**Assignment**
Repeat the whole listing exactly as written.
*** Information supplied ***
PR #8828, opened 2020-09-03
GUI: Small changes to terminology

bevanweiss:
In line with #4259
Trophies are changed to be 'Earned' / 'Not Earned', which also matches both the RSX display and the qt notification frame
And changed window title of Screenshot Preview -> Screenshot Viewer because as mentioned in the issue, the screenshot has been taken already, so it's not a preview (it is the view).
There is also plenty of space for us to fit the text 'Open Trophy Directory', and it looks nicer.


Megamouse:
No issues codewise.
To merge or not to merge is up to the general audience.

AniLeo (changes requested):
What the fuck, no
Every decent platform uses locked/unlocked for trophies, "earned/not earned" looks like garbage

bevanweiss:
> What the fuck, no
> Every decent platform uses locked/unlocked for trophies, "earned/not earned" looks like garbage

Umm... we're already using Earned
https://github.com/RPCS3/rpcs3/search?q=earned&unscoped_q=earned

Like... we're not great at consistency
https://github.com/RPCS3/rpcs3/search?p=3&q=unlocked&unscoped_q=unlocked

And the general terminology used by 'the product' is earned.
https://manuals.playstation.net/document/en/ps3/current/trophy/trophy.html

Megamouse:
That's because from a code perspective "earned" is simply wrong.
It's just some marketing choice

AniLeo:
Having "You have unlocked a trophy" sounds way better than "Show Not Earned Trophies", but I don't think the way it is right now is a problem

bevanweiss:
> Having "You have unlocked a trophy" sounds way better than "Show Not Earned Trophies", but I don't think the way it is right now is a problem

It is a translatable string... so if you really like 'You have unlocked a trophy', you could have a translation for that :)

I would have thought that the out of the box experience for text should be as "close to the original" as possible (within our limitations obviously).

If people want to get fancy and trick it out with custom themes, and custom translations, that seems like good extension points, but having UI text items inconsistent (both internally, and externally) as our 'default' doesn't seem like the right stance to take.

dio-gh:
> Every decent platform uses locked/unlocked for trophies, "earned/not earned" looks like garbage
> Having "You have unlocked a trophy" sounds way better than "Show Not Earned Trophies", but I don't think the way it is right now is a problem

[I guess PlayStation is not a "decent platform" then.](https://youtu.be/xMuCnLcSPpY?t=105) As for the "You have unlocked a trophy" sounding way better than "Show Not Earned Trophies" I'm not even sure how that makes sense, this change is for the trophy manager window.

I suppose with Mega saying the PR is technically sound and now a video proving that the terminology change is correct, the PR is mergeable?

elad335:
why did you merge it? all reviewers and me included are not pleased witg tge chamges here.

Megamouse:
Didn't see you complaining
***
**Result**
PR #8828, opened 2020-09-03
GUI: Small changes to terminology

bevanweiss:
In line with #4259
Trophies are changed to be 'Earned' / 'Not Earned', which also matches both the RSX display and the qt notification frame
And changed window title of Screenshot Preview -> Screenshot Viewer because as mentioned in the issue, the screenshot has been taken already, so it's not a preview (it is the view).
There is also plenty of space for us to fit the text 'Open Trophy Directory', and it looks nicer.


Megamouse:
No issues codewise.
To merge or not to merge is up to the general audience.

AniLeo (changes requested):
What the fuck, no
Every decent platform uses locked/unlocked for trophies, "earned/not earned" looks like garbage

bevanweiss:
> What the fuck, no
> Every decent platform uses locked/unlocked for trophies, "earned/not earned" looks like garbage

Umm... we're already using Earned
https://github.com/RPCS3/rpcs3/search?q=earned&unscoped_q=earned

Like... we're not great at consistency
https://github.com/RPCS3/rpcs3/search?p=3&q=unlocked&unscoped_q=unlocked

And the general terminology used by 'the product' is earned.
https://manuals.playstation.net/document/en/ps3/current/trophy/trophy.html

Megamouse:
That's because from a code perspective "earned" is simply wrong.
It's just some marketing choice

AniLeo:
Having "You have unlocked a trophy" sounds way better than "Show Not Earned Trophies", but I don't think the way it is right now is a problem

bevanweiss:
> Having "You have unlocked a trophy" sounds way better than "Show Not Earned Trophies", but I don't think the way it is right now is a problem

It is a translatable string... so if you really like 'You have unlocked a trophy', you could have a translation for that :)

I would have thought that the out of the box experience for text should be as "close to the original" as possible (within our limitations obviously).

If people want to get fancy and trick it out with custom themes, and custom translations, that seems like good extension points, but having UI text items inconsistent (both internally, and externally) as our 'default' doesn't seem like the right stance to take.

dio-gh:
> Every decent platform uses locked/unlocked for trophies, "earned/not earned" looks like garbage
> Having "You have unlocked a trophy" sounds way better than "Show Not Earned Trophies", but I don't think the way it is right now is a problem

[I guess PlayStation is not a "decent platform" then.](https://youtu.be/xMuCnLcSPpY?t=105) As for the "You have unlocked a trophy" sounding way better than "Show Not Earned Trophies" I'm not even sure how that makes sense, this change is for the trophy manager window.

I suppose with Mega saying the PR is technically sound and now a video proving that the terminology change is correct, the PR is mergeable?

elad335:
why did you merge it? all reviewers and me included are not pleased witg tge chamges here.

Megamouse:
Didn't see you complaining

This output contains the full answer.